▶ Task details: Could you filter the data below down to the lines that hold the word "standard"?

▶ Exercise inputs:
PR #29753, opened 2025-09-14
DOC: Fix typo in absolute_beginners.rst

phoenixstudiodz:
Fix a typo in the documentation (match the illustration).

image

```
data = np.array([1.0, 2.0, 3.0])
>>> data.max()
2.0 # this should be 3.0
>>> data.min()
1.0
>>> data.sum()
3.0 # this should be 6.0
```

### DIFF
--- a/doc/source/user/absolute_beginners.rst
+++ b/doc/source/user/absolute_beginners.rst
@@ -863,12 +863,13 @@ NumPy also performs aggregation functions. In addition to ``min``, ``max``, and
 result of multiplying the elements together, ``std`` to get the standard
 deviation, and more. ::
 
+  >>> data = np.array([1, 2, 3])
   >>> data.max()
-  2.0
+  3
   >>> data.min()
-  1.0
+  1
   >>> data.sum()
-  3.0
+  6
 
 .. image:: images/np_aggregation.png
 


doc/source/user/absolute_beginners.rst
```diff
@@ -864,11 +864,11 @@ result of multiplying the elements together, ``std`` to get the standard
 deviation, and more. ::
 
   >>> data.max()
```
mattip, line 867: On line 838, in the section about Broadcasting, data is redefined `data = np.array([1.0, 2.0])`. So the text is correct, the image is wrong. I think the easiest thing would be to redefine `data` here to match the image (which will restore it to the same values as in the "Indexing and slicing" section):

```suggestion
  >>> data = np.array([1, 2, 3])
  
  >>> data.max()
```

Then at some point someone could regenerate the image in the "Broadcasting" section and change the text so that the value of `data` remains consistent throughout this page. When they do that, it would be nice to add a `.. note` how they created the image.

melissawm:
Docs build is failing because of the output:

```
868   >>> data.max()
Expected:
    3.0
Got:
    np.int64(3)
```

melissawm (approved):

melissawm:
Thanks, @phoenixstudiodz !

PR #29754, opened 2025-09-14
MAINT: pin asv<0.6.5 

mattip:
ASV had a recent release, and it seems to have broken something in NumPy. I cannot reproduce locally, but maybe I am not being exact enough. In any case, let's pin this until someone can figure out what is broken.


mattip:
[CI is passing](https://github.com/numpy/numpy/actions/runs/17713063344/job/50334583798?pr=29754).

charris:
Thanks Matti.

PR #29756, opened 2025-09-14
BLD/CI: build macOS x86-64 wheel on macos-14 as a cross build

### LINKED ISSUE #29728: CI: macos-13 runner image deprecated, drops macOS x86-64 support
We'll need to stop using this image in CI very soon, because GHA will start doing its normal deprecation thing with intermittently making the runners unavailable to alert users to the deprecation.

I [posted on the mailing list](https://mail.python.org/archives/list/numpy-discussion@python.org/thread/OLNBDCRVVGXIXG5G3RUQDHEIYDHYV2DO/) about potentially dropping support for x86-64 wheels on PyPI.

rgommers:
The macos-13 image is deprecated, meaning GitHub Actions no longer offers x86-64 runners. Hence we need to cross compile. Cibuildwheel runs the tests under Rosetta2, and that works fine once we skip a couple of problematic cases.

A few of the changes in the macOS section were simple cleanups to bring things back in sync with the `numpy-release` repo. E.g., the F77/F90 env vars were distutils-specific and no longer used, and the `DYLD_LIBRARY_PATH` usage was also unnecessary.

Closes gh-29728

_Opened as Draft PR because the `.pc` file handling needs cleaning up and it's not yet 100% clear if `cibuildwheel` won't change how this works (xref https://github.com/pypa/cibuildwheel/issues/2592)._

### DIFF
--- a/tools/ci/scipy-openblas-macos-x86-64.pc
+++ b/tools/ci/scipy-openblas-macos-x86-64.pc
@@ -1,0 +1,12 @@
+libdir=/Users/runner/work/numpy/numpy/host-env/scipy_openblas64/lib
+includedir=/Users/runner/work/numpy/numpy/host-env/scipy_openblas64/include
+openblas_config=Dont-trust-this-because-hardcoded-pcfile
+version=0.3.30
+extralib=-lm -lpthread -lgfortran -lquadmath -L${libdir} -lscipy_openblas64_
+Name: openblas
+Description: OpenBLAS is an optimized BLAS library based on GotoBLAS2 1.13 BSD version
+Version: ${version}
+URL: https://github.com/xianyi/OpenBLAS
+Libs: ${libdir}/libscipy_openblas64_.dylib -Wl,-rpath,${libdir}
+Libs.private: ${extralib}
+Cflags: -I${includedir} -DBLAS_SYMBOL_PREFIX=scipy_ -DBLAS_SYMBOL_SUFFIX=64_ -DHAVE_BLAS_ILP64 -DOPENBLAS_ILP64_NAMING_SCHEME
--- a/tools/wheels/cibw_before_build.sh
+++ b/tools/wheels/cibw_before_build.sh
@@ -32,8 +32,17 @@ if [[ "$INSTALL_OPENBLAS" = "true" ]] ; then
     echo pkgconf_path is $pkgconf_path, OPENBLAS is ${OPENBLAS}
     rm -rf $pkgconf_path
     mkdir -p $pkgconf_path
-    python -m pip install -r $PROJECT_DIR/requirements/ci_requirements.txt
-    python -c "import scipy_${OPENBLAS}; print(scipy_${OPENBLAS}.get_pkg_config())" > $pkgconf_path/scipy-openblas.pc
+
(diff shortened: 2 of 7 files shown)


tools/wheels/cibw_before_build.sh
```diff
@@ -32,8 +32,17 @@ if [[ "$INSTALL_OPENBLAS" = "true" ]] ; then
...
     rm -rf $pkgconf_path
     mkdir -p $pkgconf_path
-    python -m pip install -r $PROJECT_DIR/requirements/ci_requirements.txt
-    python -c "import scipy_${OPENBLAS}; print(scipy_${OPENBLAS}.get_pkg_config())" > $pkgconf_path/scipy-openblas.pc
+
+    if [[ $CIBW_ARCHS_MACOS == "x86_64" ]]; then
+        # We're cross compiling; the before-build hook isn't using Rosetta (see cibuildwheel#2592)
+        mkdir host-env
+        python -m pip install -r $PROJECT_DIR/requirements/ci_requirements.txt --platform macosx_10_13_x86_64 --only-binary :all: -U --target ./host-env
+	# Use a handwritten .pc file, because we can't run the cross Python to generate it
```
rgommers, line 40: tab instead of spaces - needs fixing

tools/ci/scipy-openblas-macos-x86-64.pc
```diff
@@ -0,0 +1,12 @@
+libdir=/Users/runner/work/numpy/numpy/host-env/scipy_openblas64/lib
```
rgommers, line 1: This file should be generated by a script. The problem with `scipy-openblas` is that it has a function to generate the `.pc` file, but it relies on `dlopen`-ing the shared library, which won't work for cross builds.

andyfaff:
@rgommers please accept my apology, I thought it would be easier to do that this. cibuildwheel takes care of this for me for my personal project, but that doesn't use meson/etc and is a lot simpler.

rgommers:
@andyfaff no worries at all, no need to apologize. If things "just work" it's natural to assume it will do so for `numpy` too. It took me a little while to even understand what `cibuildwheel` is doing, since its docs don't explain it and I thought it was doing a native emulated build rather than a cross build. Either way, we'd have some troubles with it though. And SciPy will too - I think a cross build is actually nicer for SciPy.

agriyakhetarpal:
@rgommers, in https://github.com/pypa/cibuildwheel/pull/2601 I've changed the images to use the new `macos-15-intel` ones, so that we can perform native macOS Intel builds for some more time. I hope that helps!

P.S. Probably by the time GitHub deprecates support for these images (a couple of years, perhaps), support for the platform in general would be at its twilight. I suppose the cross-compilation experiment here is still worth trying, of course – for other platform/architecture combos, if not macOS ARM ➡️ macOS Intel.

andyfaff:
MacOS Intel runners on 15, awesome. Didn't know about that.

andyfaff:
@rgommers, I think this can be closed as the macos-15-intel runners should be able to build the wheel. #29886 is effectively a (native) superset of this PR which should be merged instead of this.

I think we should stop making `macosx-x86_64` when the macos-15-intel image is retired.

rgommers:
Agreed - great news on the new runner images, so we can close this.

▶ Task response:
 result of multiplying the elements together, ``std`` to get the standard
@@ -864,11 +864,11 @@ result of multiplying the elements together, ``std`` to get the standard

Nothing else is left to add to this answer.